O som alto dos carros com rádios e equipamentos sonoros, ou das motos com motores altíssimos faz pensar na cultura estranha do carro como instrumento de poder, e na música alta também, um pequeno poder, o de gerar incômodo sobre o outro. Quiçá uma sensação de pertencimento fugaz à classe dxs poderosxs.

Vivemos numa época em que o sistema consegue nos dar a ilusão de pertencermos a um mundo de oportunidades e privilégios através da ilusão dos nossos sentidos. O açúcar, o doce, a sobremesa. A classe que não come sobremesa é aquela que mais se empanturra de açúcar. Uma lógica reversa e perversa de pegar a carência e invertê-la, transformando-a em fetiche, em vício.

A inversão simulada da pobreza em riqueza também se manifesta pela visão, com uma parcela enorme da população pobre alisando seus cabelos e pintando-os de loiro, parecendo aos olhos de outrxs pobres, serem ricxs (porque o padrão nos faz pensar que uma pessoa loira pode não ser rica, mas uma pessoa rica é sempre loira). Já as mulheres e homens ricos de verdade têm a possibilidade de pagar por cirurgias plásticas que procuram apagar o tempo dos seus rostos, parecendo, aos olhos iludidos, serem ainda jovens, e sem pereceberem que, com o tempo, apagam também seus traços, suas histórias, suas faces.

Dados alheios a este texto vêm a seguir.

PR #328, opened 2021-03-31
Support spot w/ capacityType

bwagner5:
Issue #, if available:
https://github.com/awslabs/karpenter/issues/305

Description of changes:
 - Initial support for capacityTypes which mainly includes spot
 - I implemented capacityType as a cloudprovider specific label
 - Capacity-optimized-prioritized allocation strategy is being used to somewhat mitigate the risk of provisioning large instances that are not efficiently packed. The priorities are currently defined by the euclidean distance from the origin on vcpus and memory dimensions of the instance types. This is a pretty close approximation for price with the instance types that are currently supported (and the capacity-optimized part of the allocation strategy will ensure we get placed in a deep pool for reduced interruptions and likely a lower price anyways).  We may decide that it's advantageous to use the EC2 Spot Pricing History API to prioritize directly by pricing, but that will likely be in a followup PR if needed.


pkg/apis/provisioning/v1alpha1/provisioner.go
```diff
@@ -83,6 +83,10 @@ type Constraints struct {
 	// OperatingSystem constrains the underlying node operating system
 	// +optional
 	OperatingSystem *string `json:"operatingSystem,omitempty"`
+	// CapacityType constrains what type of capacity is launched by the Provisioner
+	// If unspecified, it will launch on-demand nodes.
+	// +optional
+	CapacityType *string `json:"capacityType,omitempty"`
```
ellistarn, line 89: Is there an upstream kubernetes concept for this? If not, we probably want to bake this into the cloud provider instead

pkg/cloudprovider/types.go
```diff
@@ -43,6 +43,10 @@ type Capacity interface {
 	GetArchitectures(ctx context.Context) ([]string, error)
 	// GetOperatingSystems returns the operating systems supported by the cloud provider.
 	GetOperatingSystems(ctx context.Context) ([]string, error)
+	// GetCapacityTypes returns the capacity types supported by the cloud provider.
+	GetCapacityTypes(ctx context.Context) ([]string, error)
+	// DefaultCapacityType returns the default capacity type for the cloud provider
+	DefaultCapacityType(ctx context.Context) (string, error)
```
ellistarn, line 49: If we go this route of making it a first class concept, we could follow a convention of "default first" to avoid extra API calls.

pkg/webhooks/provisioning/v1alpha1/defaulter.go
```diff
@@ -49,20 +53,39 @@ func (v *Defaulter) Handle(ctx context.Context, req admission.Request) admission
 	if err != nil {
 		return admission.Errored(http.StatusBadRequest, err)
 	}
-	v.applyDefaults(&provisioner.Spec)
+	if err := v.applyDefaults(ctx, &provisioner.Spec); err != nil {
+		return admission.Errored(0, fmt.Errorf("applying defaults to provisioner, %w", err))
```
ellistarn, line 57: Can you use a canonical http status code here?

pkg/webhooks/provisioning/v1alpha1/defaulter.go
```diff
@@ -49,20 +53,39 @@ func (v *Defaulter) Handle(ctx context.Context, req admission.Request) admission
...
 	if err != nil {
 		return admission.Errored(http.StatusInternalServerError, err)
 	}
 	return admission.PatchResponseFromRaw(req.Object.Raw, marshaled)
 }
 
-func (v *Defaulter) applyDefaults(spec *provisioning.ProvisionerSpec) {
-	v.defaultTTL(spec)
+func (v *Defaulter) applyDefaults(ctx context.Context, spec *provisioning.ProvisionerSpec) error {
+	return functional.ValidateAll(
```
ellistarn, line 68: If we use this in this way, we should rename that function to something else. It used to be AllSucceed/SucceedAll

pkg/webhooks/provisioning/v1alpha1/defaulter.go
```diff
@@ -49,20 +53,39 @@ func (v *Defaulter) Handle(ctx context.Context, req admission.Request) admission
...
 		spec.TTLSeconds = ptr.Int32(300)
 	}
+	return nil
+}
+
+func (v *Defaulter) defaultCapacityType(ctx context.Context, spec *provisioning.ProvisionerSpec) error {
+	if spec.CapacityType != nil {
+		return nil
+	}
+	capacityType, err := v.CloudProvider.CapacityFor(spec).DefaultCapacityType(ctx)
```
ellistarn, line 85: Do we need to default anything into the provisioner at all? Can we simply let unspecified allow the controller to do what it will?

pkg/webhooks/provisioning/v1alpha1/defaulter.go
```diff
@@ -49,20 +53,39 @@ func (v *Defaulter) Handle(ctx context.Context, req admission.Request) admission
...
 
-func (v *Defaulter) defaultTTL(spec *provisioning.ProvisionerSpec) {
+func (v *Defaulter) defaultTTL(spec *provisioning.ProvisionerSpec) error {
 	if spec.TTLSeconds == nil {
 		spec.TTLSeconds = ptr.Int32(300)
 	}
+	return nil
+}
+
+func (v *Defaulter) defaultCapacityType(ctx context.Context, spec *provisioning.ProvisionerSpec) error {
```
ellistarn, line 81: Would love to figure out how to make these defaulters not errorable.

pkg/apis/provisioning/v1alpha1/provisioner.go
bwagner5: There is not currently... but shouldn't there be?!  All the major cloud providers have this concept, so it feels like it should be top-level and a k8s thing.  

Looks like there was a very brief discussion on adding one: https://github.com/kubernetes/kubernetes/issues/35166 

If there were a "node.kubernetes.io/capacity-type: spot" , it would be possible to add the percentage to different capacity types in the deployment controller.

pkg/cloudprovider/types.go
bwagner5: interesting, are you concerned about bloating the cloud provider interface or of making unnecessary external API calls (since in this case, the types are hardcoded) ?

pkg/webhooks/provisioning/v1alpha1/defaulter.go
bwagner5: ha yeah... 🙈

pkg/webhooks/provisioning/v1alpha1/defaulter.go
bwagner5: 👍

pkg/webhooks/provisioning/v1alpha1/defaulter.go
bwagner5: So the options are:
 1) Default explicitly by calling a DefaultCapacityType()
 2) Default based on first entry in GetCapacityTypes()
 3) Or allow for empty capacityType and let the cloud provider decide 

I'm not sure which one I like the best... I like the explicit nature of 1, 2 requires less fluff in the cloudprovider interface. 

3 seems like it could be confusing. Especially since we've had discussions on spot being default or on-demand being default... so cloudproviders deciding seems too unpredictable.

pkg/webhooks/provisioning/v1alpha1/defaulter.go
bwagner5: I think it's fair to just remove the error. I had it this way in case the cloud provider wanted to dynamically retrieve the possible capacity types.  I don't think they'll change very often... unless we would put placement groups into the capacityType umbrella...

pkg/cloudprovider/aws/capacity.go
```diff
@@ -112,3 +117,14 @@ func (c *Capacity) GetOperatingSystems(ctx context.Context) ([]string, error) {
 		v1alpha1.OperatingSystemLinux,
 	}, nil
 }
+
+func (c *Capacity) GetCapacityTypes(ctx context.Context) ([]string, error) {
```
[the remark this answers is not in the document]
bwagner5: yeah (I'll repost from above comment): I had it this way in case the cloud provider wanted to dynamically retrieve the possible capacity types. I don't think they'll change very often... unless we would put placement groups into the capacityType umbrella which would require the dynamic lookup.

pkg/apis/provisioning/v1alpha1/provisioner.go
```diff
@@ -103,6 +107,7 @@ var (
 	ProvisionerNameLabelKey      = SchemeGroupVersion.Group + "/name"
 	ProvisionerNamespaceLabelKey = SchemeGroupVersion.Group + "/namespace"
 	ProvisionerPhaseLabel        = SchemeGroupVersion.Group + "/lifecycle-phase"
+	CapacityTypeLabelKey         = SchemeGroupVersion.Group + "/capacityType"
```
JacobGabrielson, line 110: `capacity-type` seems like it would be more consistent

pkg/cloudprovider/types.go
JacobGabrielson: I guess I'm not 100% sure what the `DefaultCapacityType` method is needed for?

pkg/webhooks/provisioning/v1alpha1/defaulter.go
JacobGabrielson: I'd say something like #3 makes the most sense. The default should be on-demand and cloud providers should default to on-demand.

pkg/apis/provisioning/v1alpha1/provisioner.go
bwagner5: Based on conversations today and reading Jacob's proposal in https://github.com/awslabs/karpenter/pull/330, I attempted a cloud provider implementation for `capacity-type`.

pkg/cloudprovider/aws/capacity.go
```diff
@@ -112,3 +145,20 @@ func (c *Capacity) GetOperatingSystems(ctx context.Context) ([]string, error) {
...
+	for key, value := range labels {
+		if strings.HasPrefix(key, nodeLabelPrefix) {
+			switch key {
+			case capacityTypeLabel:
+				capacityTypes := []string{capacityTypeSpot, capacityTypeOnDemand}
+				if !functional.ContainsString(capacityTypes, value) {
+					return fmt.Errorf("%s must be one of %v", key, capacityTypes)
+				}
+			default:
+				return fmt.Errorf("%s/* is reserved for AWS cloud provider use", nodeLabelPrefix)
```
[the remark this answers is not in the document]
bwagner5: Yes, this is used to validate the cloud-provider specific labels on the provisioner inside of the webhook validator.

pkg/cloudprovider/aws/instancetypes.go
```diff
@@ -146,16 +145,31 @@ func (p *InstanceTypeProvider) getAllInstanceTypes(ctx context.Context) ([]*ec2.
...
 	filtered := []*packing.Instance{}
 	architecture := utils.NormalizeArchitecture(constraints.Architecture)
 
 	for _, instanceTypeInfo := range instanceTypes {
-		if (len(constraints.InstanceTypes) == 0 || functional.ContainsString(constraints.InstanceTypes, *instanceTypeInfo.InstanceType)) &&
-			(len(constraints.InstanceTypes) != 0 || p.isDefaultInstanceType(instanceTypeInfo)) &&
-			(architecture == nil || functional.ContainsString(aws.StringValueSlice(instanceTypeInfo.ProcessorInfo.SupportedArchitectures), *architecture)) &&
-			functional.ContainsString(aws.StringValueSlice(instanceTypeInfo.SupportedUsageClasses), "on-demand") &&
-			(len(zones) == 0 || len(functional.IntersectStringSlice(instanceTypeInfo.Zones, zones)) > 0) {
+		if functional.All(
```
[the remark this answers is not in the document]
bwagner5: yeah... I kind of agree.  If we go back to the `if` we'd need to keep upping the cyclo-complexity check in golangci-lint. It's currently set at 10 and this extra conditional sent it over the threshold.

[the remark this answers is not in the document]
bwagner5: another way to scale this might be to put these funcs as private methods on the InstanceTypeProvider type and go back to a regular `If` or define a func that takes in an arbitrary list of bools:

```
   if isInstanceTypeSupported(constraints.InstanceTypes, instanceTypeInfo) && 
      isArchitectureSupported(architecture, instanceTypeInfo) &&
      isCapacityTypeSupported(constraints.CapacityType, instanceTypeInfo) &&
     isZonesSupported(zones, instanceTypeInfo) {
     ...
     }
   
```

pkg/cloudprovider/aws/capacity.go
```diff
@@ -17,13 +17,26 @@ package aws
...
 	"github.com/awslabs/karpenter/pkg/apis/provisioning/v1alpha1"
 	"github.com/awslabs/karpenter/pkg/cloudprovider"
 	"github.com/awslabs/karpenter/pkg/packing"
+	"github.com/awslabs/karpenter/pkg/utils/functional"
 	"go.uber.org/zap"
 	v1 "k8s.io/api/core/v1"
 )
 
+const (
+	nodeLabelPrefix = "node.k8s.aws"
```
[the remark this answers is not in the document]
bwagner5: ah yeah, this was left over from the previous impl where cloudprovider.Constraints took a pointer to a capacityType, I'll fix this

pkg/cloudprovider/aws/capacity.go
```diff
@@ -35,34 +48,54 @@ type Capacity struct {
 	instanceTypeProvider   *InstanceTypeProvider
 }
 
+// AWSConstraints are AWS specific constraints
+type AWSConstraints struct {
+	cloudprovider.Constraints
+	CapacityType string
+}
+
+func NewAWSConstraints(constraints *cloudprovider.Constraints) AWSConstraints {
```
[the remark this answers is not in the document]
bwagner5: 👍

pkg/cloudprovider/aws/instancetypes.go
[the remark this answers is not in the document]
JacobGabrielson: Hmm... I'm not sure the cyclo complexity check makes sense then?

pkg/cloudprovider/aws/capacity.go
```diff
@@ -17,13 +17,27 @@ package aws
...
+	"github.com/awslabs/karpenter/pkg/utils/functional"
 	"go.uber.org/zap"
 	v1 "k8s.io/api/core/v1"
 )
 
+const (
+	nodeLabelPrefix      = "node.k8s.aws"
+	capacityTypeSpot     = "spot"
+	capacityTypeOnDemand = "on-demand"
+	maxInstanceTypes     = 10
```
JacobGabrielson, line 34: What is this for? Could use a comment on what it does and why `10`?

pkg/cloudprovider/aws/capacity.go
```diff
@@ -35,34 +49,57 @@ type Capacity struct {
...
 	}
 
-	// 4. Create Instances
+	// 5. Create Instances
 	var instanceIDs []*string
 	podsForInstance := make(map[string][]*v1.Pod)
 	for _, packing := range instancePackings {
-		instanceID, err := c.instanceProvider.Create(ctx, launchTemplate, packing.InstanceTypes, zonalSubnetOptions)
+		if len(packing.InstanceTypes) > maxInstanceTypes {
+			packing.InstanceTypes = packing.InstanceTypes[:maxInstanceTypes]
```
JacobGabrielson, line 100: Could use a comment explaining why this is needed? Also is it guaranteed that the packings "at the end" are the best ones to discard?

pkg/cloudprovider/aws/instance.go
```diff
@@ -35,33 +35,46 @@ type InstanceProvider struct {
 }
 
 // Create an instance given the constraints.
+// instanceTypeOptions should be sorted by priority for spot capacity type.
```
JacobGabrielson, line 38: What if Spot isn't being used?

pkg/cloudprovider/aws/instance.go
```diff
@@ -35,33 +35,46 @@ type InstanceProvider struct {
...
-			DefaultTargetCapacityType: aws.String(ec2.DefaultTargetCapacityTypeOnDemand),
+			DefaultTargetCapacityType: aws.String(capacityType),
 			TotalTargetCapacity:       aws.Int64(1),
 		},
+		OnDemandOptions: &ec2.OnDemandOptionsRequest{
+			AllocationStrategy: aws.String(ec2.FleetOnDemandAllocationStrategyLowestPrice),
+		},
+		SpotOptions: &ec2.SpotOptionsRequest{
+			AllocationStrategy: aws.String(ec2.SpotAllocationStrategyCapacityOptimizedPrioritized),
+		},
```
JacobGabrielson, line 77: just double-checking - is it ok to specify this when not requesting spot capacity? (ditto for on-demand options when requesting Spot capacity)

pkg/packing/packing.go
```diff
@@ -79,6 +79,8 @@ func (p *packer) Pack(ctx context.Context, pods []*v1.Pod, instanceTypes []*Inst
 			continue
 		}
 		packings = append(packings, packing)
+		// sort instance type packings by vcpus and memory resources
```
JacobGabrielson, line 82: nit: I'd move the comment above the function definition

pkg/webhooks/provisioning/v1alpha1/validator.go
```diff
@@ -97,7 +97,7 @@ func (v *Validator) validateLabels(ctx context.Context, spec *v1alpha1.Provision
 			}
 		}
 	}
-	return nil
+	return v.CloudProvider.CapacityFor(spec).ValidateLabels(spec.Labels)
```
JacobGabrielson, line 100: This might be not a problem, but thought I'd ask. It does seem potentially a bit odd to pass in `spec.Labels` given that the cloud provider already has a copy of the entire `ProvisionerSpec` so could just access the labels from there? Maybe it would make more sense for the cloud provider to just have a chance to validate the ProvisionerSpec?

pkg/cloudprovider/aws/instance.go
bwagner5: Yep, it's been tested and works

pkg/cloudprovider/aws/instance.go
bwagner5: If spot isn't used, then we don't want to prioritize the instance types (since we're using lowest-price), so it doesn't really matter if they're passed in sorted or not.  I can make that more explicit on the func comment.

pkg/cloudprovider/aws/capacity.go
bwagner5: Sure, I'll add a comment explaining why this is needed, but it's basically because the fleet request size can grow to be too large and get rejected by the EC2 API, if we pass in say 200+ instance types.  I started it at 10 (which will pass in `10 instance types * azs to fleet) since that is still quite a flexible request.  I'm not opposed to changing the number though to something else. 

And yes, it is guaranteed that the instanceTypes packings at the end are the best ones to drop from a point-in-time packing efficiency perspective. The packing pkg returns the instance types sorted by ascending resources.

pkg/cloudprovider/aws/instancetypes.go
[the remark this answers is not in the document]
ellistarn: I want to keep the check in place. I like the most recent approach brandon posted.

pkg/cloudprovider/aws/capacity.go
```diff
@@ -35,34 +49,57 @@ type Capacity struct {
 	instanceTypeProvider   *InstanceTypeProvider
 }
 
+// AWSConstraints are AWS specific constraints
+type AWSConstraints struct {
```
ellistarn, line 53: I like this concept. Could we make a new file to hold this struct?

pkg/cloudprovider/aws/capacity.go
```diff
@@ -35,34 +49,57 @@ type Capacity struct {
...
+		CapacityType: capacityType,
+	}
+}
+
 // Create a set of nodes given the constraints.
 func (c *Capacity) Create(ctx context.Context, constraints *cloudprovider.Constraints) ([]cloudprovider.Packing, error) {
-	// 1. Retrieve normalized zones from constraints or all zones that the cluster spans if no zonal constraints are specified
-	zonalSubnetOptions, err := c.vpcProvider.GetZonalSubnets(ctx, constraints, c.spec.Cluster.Name)
+	// 1. Create AWS Cloud Provider constraints and apply defaults
+	awsConstraints := NewAWSConstraints(constraints)
```
ellistarn, line 72: consider calling the other one cloudprovider constraints

pkg/cloudprovider/aws/capacity.go
ellistarn: Ascending resources is a bit tricky since it's high dimensional. Do we want to prioritize CPU? Memory? Euclidean?

pkg/cloudprovider/aws/capacity.go
```diff
@@ -35,34 +49,57 @@ type Capacity struct {
...
 		return nil, fmt.Errorf("getting launch template, %w", err)
 	}
 
-	// 4. Create Instances
+	// 5. Create Instances
 	var instanceIDs []*string
 	podsForInstance := make(map[string][]*v1.Pod)
 	for _, packing := range instancePackings {
-		instanceID, err := c.instanceProvider.Create(ctx, launchTemplate, packing.InstanceTypes, zonalSubnetOptions)
+		if len(packing.InstanceTypes) > maxInstanceTypes {
```
ellistarn, line 99: imo this limiting detail should be encapsulated by the instanceProvider class

pkg/cloudprovider/aws/capacity.go
```diff
@@ -112,3 +149,20 @@ func (c *Capacity) GetOperatingSystems(ctx context.Context) ([]string, error) {
 		v1alpha1.OperatingSystemLinux,
 	}, nil
 }
+
+func (c *Capacity) ValidateLabels(labels map[string]string) error {
```
ellistarn, line 153: Can we just have the method be Validate() and we can validate arbitrary parts of the spec?

ellistarn: Can we break this validator into another file, too?

pkg/cloudprovider/aws/instance.go
```diff
@@ -35,33 +35,46 @@ type InstanceProvider struct {
...
-			})
+			}
+			if capacityType == capacityTypeSpot {
+				overridesRequest.Priority = aws.Float64(float64(i))
+			}
+			overrides = append(overrides, overridesRequest)
 		}
 	}
 	// 2. Create fleet
+
```
ellistarn, line 65: nit delete

pkg/cloudprovider/aws/instance.go
```diff
@@ -35,33 +35,46 @@ type InstanceProvider struct {
...
 				continue
 			}
-			overrides = append(overrides, &ec2.FleetLaunchTemplateOverridesRequest{
+			overridesRequest := &ec2.FleetLaunchTemplateOverridesRequest{
 				InstanceType: aws.String(*instanceType.InstanceType),
 				// FleetAPI cannot span subnets from the same AZ, so randomize.
 				SubnetId: aws.String(*subnets[rand.Intn(len(subnets))].SubnetId),
-			})
+			}
+			if capacityType == capacityTypeSpot {
```
ellistarn, line 58: Can you add a comment here?

pkg/cloudprovider/aws/capacity.go
ellistarn: Another alternative
```
func GetCapacityType(cloudprovider.Constraints) string {
 ...
}
```
IIUC, you only really need to call this once, and it simplifies lots of code changes. This struct doesn't fundamentally hold additional data, it's just formed differently. This makes me feel like we probably just need a new window (i.e. a function) onto the underlying struct.

pkg/utils/functional/functional.go
```diff
@@ -152,6 +152,16 @@ func ValidateAll(errorables ...func() error) error {
 	return err
 }
 
+// All returns true if all the predicate funcs return true and false otherwise.
+func All(predicates ...func() bool) bool {
```
ellistarn, line 156: AllTrue?

pkg/webhooks/provisioning/v1alpha1/validator.go
ellistarn: 💯

pkg/cloudprovider/aws/capacity.go
bwagner5: I had originally thought that as well, but I'm not sure it makes sense there since that would require us to trim the list before pods are packed which means the packer has less options to choose how to pack pods.  

I also considered the packer to do the limiting, but didn't think it made sense there either since it might be cloud provider specific if you even want to limit packing options.

pkg/cloudprovider/aws/capacity.go
bwagner5: Yeah!

pkg/cloudprovider/aws/capacity.go
bwagner5: good call 👍

pkg/cloudprovider/aws/capacity.go
bwagner5: yeah, I think that's similar to what Jacob proposed.

pkg/utils/functional/functional.go
bwagner5: If we go with this route:

```
   if isInstanceTypeSupported(constraints.InstanceTypes, instanceTypeInfo) && 
      isArchitectureSupported(architecture, instanceTypeInfo) &&
      isCapacityTypeSupported(constraints.CapacityType, instanceTypeInfo) &&
      isZonesSupported(zones, instanceTypeInfo) {
     ...
     }
```

I'll just delete this func.  Or we can change the signature to `func AllTrue(bools ...bool) bool`

pkg/cloudprovider/aws/capacity.go
ellistarn: >but I'm not sure it makes sense there since that would require us to trim the list before pods are packed which means the packer has less options to choose how to pack pods.
I'm not sure I agree. The next line is c.instanceProvider.Create(..., instancetype, ...), surely it could happen inside there without impacting the flow?

pkg/utils/functional/functional.go
ellistarn: prefer the former.

pkg/cloudprovider/aws/capacity.go
bwagner5: it only sorts by CPU (primary) and memory (secondary). I'll make the explicit in the comments rather than keeping it generic for now until we add another sort parameter.

pkg/cloudprovider/aws/capacity.go
bwagner5: oh sorry, I read that wrong, thought you were suggesting the instanceTypeProvider... 

I guess I'm neutral on the instanceProvider doing the trimming. I thought it might be surprising to have instanceTypes truncated when passed a list of options. But I suppose it only has one use-case and we don't want it to use all of them so... I guess it doesn't really matter.  As I'm typing I'm coming around to the idea... :)

pkg/cloudprovider/aws/capacity.go
bwagner5: Maybe I'm taking this too far, but are you suggesting getting rid of the validators in `webhooks/provisioning/validator.go`? And instead have the new cloudprovider `Validate()` do those validations as well?

pkg/cloudprovider/aws/capacity.go
ellistarn: I think it's worth some discussion. I think we probably prefer to have tight memory packing and extra CPU, since CPU is more burstable than memory. You could also imagine cases where we're selecting much too large instances if there are multiple ICE among one dimension, so a euclidean could help there.

pkg/cloudprovider/aws/capacity.go
bwagner5: It needs to be called in InstanceTypeProvider too.  I could do a hybrid where AWSConstraints is a struct that embeds a pointer to `cloudprovider.Constraints` and put a method on that struct of `GetCapacityType()`. That pattern will make it easier to add other AWS specific constraints like the launch template overrides coming soon.

awsconstraints.go
```
type AWSConstraints struct {
	*cloudprovider.Constraints
}

func NewAWSConstraints(constraints *cloudprovider.Constraints) *AWSConstraints {
	return &AWSConstraints{
		constraints,
	}
}

func (a *AWSConstraints) GetCapacityType() string {
	capacityType, ok := a.Labels[capacityTypeLabel]
	if !ok {
		capacityType = capacityTypeOnDemand
	}
	return capacityType
}
```

pkg/cloudprovider/aws/capacity.go
ellistarn: I think we probably want both.

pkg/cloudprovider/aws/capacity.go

Os perfumes presentes em xampús, cremes, sabonetes, sabões de lavar roupas, amaciantes. Esses cheiros tão fortes mas tão naturalizados em nosso cotidiano, servem para lembrar-nos a todxs que não somos animais, que nossos odores devem ser apaziguados e suprimidos. Deve estar na constituição do mundo: “todo ser humano, independentemente de credo, raça ou classe, tem o direito e o dever de ficar cheiroso”. E a qualidade desses odores, o reconhecimento que se tem deles, vai trazer a distinção social. A pessoa de classe baixa tem acesso ao perfume, e ele também é forte, mas a fragrância é o cheiro do dinheiro, do preço, dependendo dela o cheiro forte é sublime ou vulgar. Nesses dois casos, ainda que de modo oposto dentro de uma mesma linguagem (o perfume), as pessoas ainda estão do lado dos civilizados, seja rico ou seja pobre. Caso você cheire a animal, então você pertence à selva, mesmo ela sendo o centro da cidade, essa é uma quase classe social, uma sub-classe, abaixo da baixa.

Do tato, que podemos dizer da violência, das agressões, do estupro? O cúmulo do embotamento desse sentido é a sensação precisa do nosso não acesso ao nosso corpo. No ônibus lotado, nos corpos esmagados um contra o outro, nas taxas exorbitantes de feminicídio, de genocídio da população negra, das pessoas encarceradas – não temos acesso ao nosso corpo, ao nosso tato, à nossa vida. Adeus sensibilidade, a casca fica grossa, ou fica só o couro.

A opressão surge através dos sentidos. Seja através do nosso não-acesso a eles ou através da imposição de informações sensoriais aos nossos sentidos como formas de doutrinação e conformação.

Na cidade isso fica mais evidente, mas é possível notar de muitas formas as opressões aos sentidos em qualquer lugar do Brasil – ou do mundo.

O apelo aos sentidos e ao seu não-descanso gera seres insensíveis, como já nos apontou Georg Simmel, seres amortecidos, exaustos, embotados. E esses seres insensíveis são a cria mais perfeita do capitalismo, pois não tendo acesso aos seus sentidos, não sabem sequer de suas naturezas e, desconhecendo a si mesmos, são incapazes de criar a sua realidade, e por consequência a sua sociedade.

Com os sentidos embotados nos tornamos autômatxs, constantemente invadidxs e estupradxs, ficamos insensíveis e desconhecemos o direito que temos às nossas sensações e à produção de realidade.